# Task item
Repeat the records. Each line must match exactly.
***** Material provided
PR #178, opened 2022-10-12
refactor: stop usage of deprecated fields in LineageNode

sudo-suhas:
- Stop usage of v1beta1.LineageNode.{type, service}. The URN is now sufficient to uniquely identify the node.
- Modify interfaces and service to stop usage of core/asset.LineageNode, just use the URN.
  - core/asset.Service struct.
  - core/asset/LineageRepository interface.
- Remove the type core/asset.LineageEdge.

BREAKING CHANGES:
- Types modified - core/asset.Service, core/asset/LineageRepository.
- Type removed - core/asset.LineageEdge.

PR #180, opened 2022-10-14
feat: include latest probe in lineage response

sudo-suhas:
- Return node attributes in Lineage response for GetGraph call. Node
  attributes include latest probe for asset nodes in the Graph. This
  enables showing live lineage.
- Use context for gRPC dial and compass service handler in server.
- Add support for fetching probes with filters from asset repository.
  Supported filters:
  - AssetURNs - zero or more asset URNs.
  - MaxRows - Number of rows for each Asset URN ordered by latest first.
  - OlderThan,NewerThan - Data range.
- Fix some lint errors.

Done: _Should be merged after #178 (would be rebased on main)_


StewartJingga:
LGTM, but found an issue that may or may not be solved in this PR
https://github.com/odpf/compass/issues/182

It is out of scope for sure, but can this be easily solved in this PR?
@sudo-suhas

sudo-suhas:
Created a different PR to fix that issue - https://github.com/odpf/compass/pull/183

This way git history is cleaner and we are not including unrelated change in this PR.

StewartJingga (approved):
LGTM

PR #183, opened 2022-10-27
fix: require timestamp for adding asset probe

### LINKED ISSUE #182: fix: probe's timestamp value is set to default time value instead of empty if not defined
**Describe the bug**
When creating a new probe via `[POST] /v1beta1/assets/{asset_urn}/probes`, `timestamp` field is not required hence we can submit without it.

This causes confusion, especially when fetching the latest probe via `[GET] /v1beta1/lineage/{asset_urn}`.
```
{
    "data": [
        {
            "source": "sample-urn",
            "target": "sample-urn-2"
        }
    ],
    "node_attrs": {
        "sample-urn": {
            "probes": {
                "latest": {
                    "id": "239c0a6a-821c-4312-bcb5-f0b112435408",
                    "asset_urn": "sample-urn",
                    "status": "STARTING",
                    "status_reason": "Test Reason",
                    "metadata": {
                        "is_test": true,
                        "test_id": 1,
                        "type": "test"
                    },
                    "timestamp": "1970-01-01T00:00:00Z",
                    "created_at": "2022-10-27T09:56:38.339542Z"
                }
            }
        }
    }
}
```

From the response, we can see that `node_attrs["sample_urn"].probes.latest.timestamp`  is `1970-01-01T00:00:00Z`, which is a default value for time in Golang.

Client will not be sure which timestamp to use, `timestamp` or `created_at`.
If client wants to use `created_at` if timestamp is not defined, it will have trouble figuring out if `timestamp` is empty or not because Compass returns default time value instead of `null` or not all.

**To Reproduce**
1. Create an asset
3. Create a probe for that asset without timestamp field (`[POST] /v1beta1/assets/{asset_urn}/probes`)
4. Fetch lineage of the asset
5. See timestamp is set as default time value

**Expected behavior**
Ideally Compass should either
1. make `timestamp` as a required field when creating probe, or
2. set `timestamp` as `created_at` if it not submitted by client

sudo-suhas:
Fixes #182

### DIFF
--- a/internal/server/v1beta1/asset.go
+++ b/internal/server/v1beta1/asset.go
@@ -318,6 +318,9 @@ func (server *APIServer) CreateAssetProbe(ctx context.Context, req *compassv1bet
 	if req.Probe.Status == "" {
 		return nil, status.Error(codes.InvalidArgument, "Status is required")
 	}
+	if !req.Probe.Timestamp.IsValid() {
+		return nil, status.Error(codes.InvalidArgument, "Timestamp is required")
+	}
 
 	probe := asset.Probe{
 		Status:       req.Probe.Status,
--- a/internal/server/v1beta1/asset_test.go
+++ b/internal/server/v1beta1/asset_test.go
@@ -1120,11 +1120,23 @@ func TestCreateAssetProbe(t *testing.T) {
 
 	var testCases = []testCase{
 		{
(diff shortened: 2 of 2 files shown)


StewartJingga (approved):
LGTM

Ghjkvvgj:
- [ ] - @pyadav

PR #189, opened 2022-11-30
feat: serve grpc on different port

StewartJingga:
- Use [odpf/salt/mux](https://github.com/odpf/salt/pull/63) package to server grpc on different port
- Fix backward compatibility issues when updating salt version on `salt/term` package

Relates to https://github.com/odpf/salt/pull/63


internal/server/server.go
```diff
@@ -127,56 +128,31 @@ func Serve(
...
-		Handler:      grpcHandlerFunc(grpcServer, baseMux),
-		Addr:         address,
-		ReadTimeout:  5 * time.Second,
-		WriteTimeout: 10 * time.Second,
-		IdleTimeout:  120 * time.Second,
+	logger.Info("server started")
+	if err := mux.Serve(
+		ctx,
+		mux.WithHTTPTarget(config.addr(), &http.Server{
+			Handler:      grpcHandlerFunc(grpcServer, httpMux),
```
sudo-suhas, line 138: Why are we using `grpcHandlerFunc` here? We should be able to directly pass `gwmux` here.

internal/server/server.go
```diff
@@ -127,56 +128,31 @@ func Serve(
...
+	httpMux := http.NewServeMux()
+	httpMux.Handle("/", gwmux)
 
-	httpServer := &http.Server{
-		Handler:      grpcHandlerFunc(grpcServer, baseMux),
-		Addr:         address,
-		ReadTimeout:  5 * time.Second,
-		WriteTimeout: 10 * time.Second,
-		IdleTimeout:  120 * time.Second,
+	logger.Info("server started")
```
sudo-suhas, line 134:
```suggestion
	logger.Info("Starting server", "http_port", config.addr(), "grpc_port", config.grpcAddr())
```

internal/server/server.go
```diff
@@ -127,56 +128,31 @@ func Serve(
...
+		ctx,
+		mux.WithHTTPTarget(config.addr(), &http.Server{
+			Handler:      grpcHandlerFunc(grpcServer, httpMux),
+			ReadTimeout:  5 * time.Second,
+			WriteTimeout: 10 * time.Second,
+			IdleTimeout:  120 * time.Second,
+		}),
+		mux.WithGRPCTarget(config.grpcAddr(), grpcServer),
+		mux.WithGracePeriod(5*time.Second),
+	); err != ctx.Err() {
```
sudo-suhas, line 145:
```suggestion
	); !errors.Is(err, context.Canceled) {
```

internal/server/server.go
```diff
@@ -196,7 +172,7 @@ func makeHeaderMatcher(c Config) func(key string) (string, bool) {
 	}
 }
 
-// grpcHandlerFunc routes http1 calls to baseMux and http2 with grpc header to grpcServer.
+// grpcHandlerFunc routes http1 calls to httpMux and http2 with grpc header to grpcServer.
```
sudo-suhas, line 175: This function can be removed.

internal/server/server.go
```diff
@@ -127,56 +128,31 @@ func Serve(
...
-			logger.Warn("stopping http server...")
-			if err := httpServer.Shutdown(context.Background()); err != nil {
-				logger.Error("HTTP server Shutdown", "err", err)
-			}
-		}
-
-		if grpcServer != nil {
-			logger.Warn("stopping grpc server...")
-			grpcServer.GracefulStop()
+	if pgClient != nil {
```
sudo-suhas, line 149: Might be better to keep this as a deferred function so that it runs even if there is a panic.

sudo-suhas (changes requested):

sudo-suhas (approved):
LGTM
**********
# Worked solution
PR #178, opened 2022-10-12
refactor: stop usage of deprecated fields in LineageNode

sudo-suhas:
- Stop usage of v1beta1.LineageNode.{type, service}. The URN is now sufficient to uniquely identify the node.
- Modify interfaces and service to stop usage of core/asset.LineageNode, just use the URN.
  - core/asset.Service struct.
  - core/asset/LineageRepository interface.
- Remove the type core/asset.LineageEdge.

BREAKING CHANGES:
- Types modified - core/asset.Service, core/asset/LineageRepository.
- Type removed - core/asset.LineageEdge.

PR #180, opened 2022-10-14
feat: include latest probe in lineage response

sudo-suhas:
- Return node attributes in Lineage response for GetGraph call. Node
  attributes include latest probe for asset nodes in the Graph. This
  enables showing live lineage.
- Use context for gRPC dial and compass service handler in server.
- Add support for fetching probes with filters from asset repository.
  Supported filters:
  - AssetURNs - zero or more asset URNs.
  - MaxRows - Number of rows for each Asset URN ordered by latest first.
  - OlderThan,NewerThan - Data range.
- Fix some lint errors.

Done: _Should be merged after #178 (would be rebased on main)_


StewartJingga:
LGTM, but found an issue that may or may not be solved in this PR
https://github.com/odpf/compass/issues/182

It is out of scope for sure, but can this be easily solved in this PR?
@sudo-suhas

sudo-suhas:
Created a different PR to fix that issue - https://github.com/odpf/compass/pull/183

This way git history is cleaner and we are not including unrelated change in this PR.

StewartJingga (approved):
LGTM

PR #183, opened 2022-10-27
fix: require timestamp for adding asset probe

### LINKED ISSUE #182: fix: probe's timestamp value is set to default time value instead of empty if not defined
**Describe the bug**
When creating a new probe via `[POST] /v1beta1/assets/{asset_urn}/probes`, `timestamp` field is not required hence we can submit without it.

This causes confusion, especially when fetching the latest probe via `[GET] /v1beta1/lineage/{asset_urn}`.
```
{
    "data": [
        {
            "source": "sample-urn",
            "target": "sample-urn-2"
        }
    ],
    "node_attrs": {
        "sample-urn": {
            "probes": {
                "latest": {
                    "id": "239c0a6a-821c-4312-bcb5-f0b112435408",
                    "asset_urn": "sample-urn",
                    "status": "STARTING",
                    "status_reason": "Test Reason",
                    "metadata": {
                        "is_test": true,
                        "test_id": 1,
                        "type": "test"
                    },
                    "timestamp": "1970-01-01T00:00:00Z",
                    "created_at": "2022-10-27T09:56:38.339542Z"
                }
            }
        }
    }
}
```

From the response, we can see that `node_attrs["sample_urn"].probes.latest.timestamp`  is `1970-01-01T00:00:00Z`, which is a default value for time in Golang.

Client will not be sure which timestamp to use, `timestamp` or `created_at`.
If client wants to use `created_at` if timestamp is not defined, it will have trouble figuring out if `timestamp` is empty or not because Compass returns default time value instead of `null` or not all.

**To Reproduce**
1. Create an asset
3. Create a probe for that asset without timestamp field (`[POST] /v1beta1/assets/{asset_urn}/probes`)
4. Fetch lineage of the asset
5. See timestamp is set as default time value

**Expected behavior**
Ideally Compass should either
1. make `timestamp` as a required field when creating probe, or
2. set `timestamp` as `created_at` if it not submitted by client

sudo-suhas:
Fixes #182

### DIFF
--- a/internal/server/v1beta1/asset.go
+++ b/internal/server/v1beta1/asset.go
@@ -318,6 +318,9 @@ func (server *APIServer) CreateAssetProbe(ctx context.Context, req *compassv1bet
 	if req.Probe.Status == "" {
 		return nil, status.Error(codes.InvalidArgument, "Status is required")
 	}
+	if !req.Probe.Timestamp.IsValid() {
+		return nil, status.Error(codes.InvalidArgument, "Timestamp is required")
+	}
 
 	probe := asset.Probe{
 		Status:       req.Probe.Status,
--- a/internal/server/v1beta1/asset_test.go
+++ b/internal/server/v1beta1/asset_test.go
@@ -1120,11 +1120,23 @@ func TestCreateAssetProbe(t *testing.T) {
 
 	var testCases = []testCase{
 		{
(diff shortened: 2 of 2 files shown)


StewartJingga (approved):
LGTM

Ghjkvvgj:
- [ ] - @pyadav

PR #189, opened 2022-11-30
feat: serve grpc on different port

StewartJingga:
- Use [odpf/salt/mux](https://github.com/odpf/salt/pull/63) package to server grpc on different port
- Fix backward compatibility issues when updating salt version on `salt/term` package

Relates to https://github.com/odpf/salt/pull/63


internal/server/server.go
```diff
@@ -127,56 +128,31 @@ func Serve(
...
-		Handler:      grpcHandlerFunc(grpcServer, baseMux),
-		Addr:         address,
-		ReadTimeout:  5 * time.Second,
-		WriteTimeout: 10 * time.Second,
-		IdleTimeout:  120 * time.Second,
+	logger.Info("server started")
+	if err := mux.Serve(
+		ctx,
+		mux.WithHTTPTarget(config.addr(), &http.Server{
+			Handler:      grpcHandlerFunc(grpcServer, httpMux),
```
sudo-suhas, line 138: Why are we using `grpcHandlerFunc` here? We should be able to directly pass `gwmux` here.

internal/server/server.go
```diff
@@ -127,56 +128,31 @@ func Serve(
...
+	httpMux := http.NewServeMux()
+	httpMux.Handle("/", gwmux)
 
-	httpServer := &http.Server{
-		Handler:      grpcHandlerFunc(grpcServer, baseMux),
-		Addr:         address,
-		ReadTimeout:  5 * time.Second,
-		WriteTimeout: 10 * time.Second,
-		IdleTimeout:  120 * time.Second,
+	logger.Info("server started")
```
sudo-suhas, line 134:
```suggestion
	logger.Info("Starting server", "http_port", config.addr(), "grpc_port", config.grpcAddr())
```

internal/server/server.go
```diff
@@ -127,56 +128,31 @@ func Serve(
...
+		ctx,
+		mux.WithHTTPTarget(config.addr(), &http.Server{
+			Handler:      grpcHandlerFunc(grpcServer, httpMux),
+			ReadTimeout:  5 * time.Second,
+			WriteTimeout: 10 * time.Second,
+			IdleTimeout:  120 * time.Second,
+		}),
+		mux.WithGRPCTarget(config.grpcAddr(), grpcServer),
+		mux.WithGracePeriod(5*time.Second),
+	); err != ctx.Err() {
```
sudo-suhas, line 145:
```suggestion
	); !errors.Is(err, context.Canceled) {
```

internal/server/server.go
```diff
@@ -196,7 +172,7 @@ func makeHeaderMatcher(c Config) func(key string) (string, bool) {
 	}
 }
 
-// grpcHandlerFunc routes http1 calls to baseMux and http2 with grpc header to grpcServer.
+// grpcHandlerFunc routes http1 calls to httpMux and http2 with grpc header to grpcServer.
```
sudo-suhas, line 175: This function can be removed.

internal/server/server.go
```diff
@@ -127,56 +128,31 @@ func Serve(
...
-			logger.Warn("stopping http server...")
-			if err := httpServer.Shutdown(context.Background()); err != nil {
-				logger.Error("HTTP server Shutdown", "err", err)
-			}
-		}
-
-		if grpcServer != nil {
-			logger.Warn("stopping grpc server...")
-			grpcServer.GracefulStop()
+	if pgClient != nil {
```
sudo-suhas, line 149: Might be better to keep this as a deferred function so that it runs even if there is a panic.

sudo-suhas (changes requested):

sudo-suhas (approved):
LGTM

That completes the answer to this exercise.